Photo gallery: Hopkins vs. Rosemount
“It’s crazy. Everyone’s so confident,” Rosemount senior pitcher Jessa Snippes, a University of Minnesota commit, said. “We know we have each other’s backs and we can rely on each other. There’s not really any doubt. Even if we get down, we know we can always come back. It’s awesome to have a team like that.”
Rosemount entered the day averaging 12.5 runs per game. It struggled to square up solid contact early on. An inward breeze didn’t help, either.
Dohse was painting the edges of the zone to keep Rosemount from getting anything too juicy to hit.
Irish head coach Tiffany Rose urged her team to stay patient.
That formula worked to overcome a 7-3 deficit after one inning Saturday in the second game of a doubleheader against Eagan. Rosemount won 17-9.
“I think our girls did a very good job waiting for strikes. I thought we had good pitch selection today,” Rose said. “I think that’s what it came down to, wearing [Dohse] down a little bit and waiting for some good pitches we could send to the outfield.”
Rosemount also wore down the opposing defense, which Hopkins head coach Carl Yancy said is inexperienced at four positions.
Multiple fielding errors plagued Hopkins in the deciding fifth inning where Rosemount also recorded six hits, three walks and one hit batter. Sixteen batters came to the plate.
Only one hit in the rally was an extra-base hit, a double by senior first baseman Paige Zender.
“Our thing is that this is the epitome of just making the routine play and keeping it a ball game,” Yancy said. “When things start going downhill, not to panic and do those kind of things. Rosemount’s a great ball club; they knew that coming in. Number one ranked team in the state, all the hype’s been there. Seven D-I athletes on their roster.”

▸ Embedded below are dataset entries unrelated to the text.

PR #958, opened 2022-07-20
Production Deploy

dtm2451:


dtm2451:
@coleshaw requested review just to get your eyes on the one airflow commit by Zach that I think you might have the context for?

coleshaw (approved):
:+1: I think the swarm config changes are fine, I assume those are most likely in production already, anyways... (the swarm workflow is a bit different).

dtm2451:
gotcha!  Prefect, suspected that it was already through

PR #959, opened 2022-07-21
fix regex for single cell linker

coleshaw:
Reviewing the AIP1 single-cell data with Emily today, and we realized that some of the linker regexes need to be fixed. This PR fixes a couple, and then we'll have to re-run the current linkers.


coleshaw:
I've made the regex changes manually to the IPI linkers, since the regexes there are defined in the ETL, but this would affect others that use the single-cell helpers (like aip1 and mvir1)

dtm2451 (approved):
Both these changes seem safe!

- \d+_umap == the standard syntax from the pipeline
- possorted... == what this attribute is actually meant to get.

good catches =)

coleshaw:
Thanks! Just a comment about:

>\d+_umap == the standard syntax from the pipeline

Emily pointed out that there are multiple UMAPs generated, but the one we should probably show is the one with name like `IDENTIFIER-CODE1_umap`, instead of the others, which are like `IDENTIFIER-CODE1_some_description_umap`...

dtm2451:
> Emily pointed out that there are multiple UMAPs generated, but the one we should probably show is the one with name like `IDENTIFIER-CODE1_umap`, instead of the others, which are like `IDENTIFIER-CODE1_some_description_umap`...

Looking at the umap outputs, that is the one I'd expect when coming to that attribute, so I agree with Emily.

Snippes scattered three hits and struck out five. She overcame a lead-off walk in the fifth inning by retiring Hopkins’ first through third hitters in order to keep the deficit from swelling.
This was Hopkins’ first meeting with Rosemount since 2019. The Royals want to be challenged as they seek to return to the Class 4A state tournament after a fourth-place finish in 2022.
Yancy is confident in his team’s ability to shake this one off. They need only to look back to Monday when they thumped a strong Maple Grove team, 7-1.
“I think one of my captains said it best today ‘We played absolutely flawless yesterday against Maple Grove.’ That’s a really good team. I’ve scheduled Rosemount, Maple Grove, White Bear Lake, we play with Eden Prairie in our conference, we play with St. Michael-Albertville in our conference… “I made it that way on purpose because I know how good we can be and how much talent we have. We just need to perform. One inning is an indicator of what you have to do in a nutshell.”
Rosemount is looking to make it to back state after earning the No. 1 ranking in the final Class 4A coaches poll in 2022, only to fall short in the section final. The Irish won the 4A state title in 2021.
“We have even talked about it as a group, we just want to have good team chemistry and we want to kind of bring back some spark we had a couple years ago and have some different thoughts about what that looks like and what it can be,” Rose said. “A lot of that is how can we stay focused on team things and all of us working toward the same goal. Not individual stuff, because the individual stuff is hard because we have a lot of great girls. Not everyone’s going to get the awards that they want to get. So it’s kind of on the back burner and it’s more about what can the team do because we get to celebrate those exciting things together.”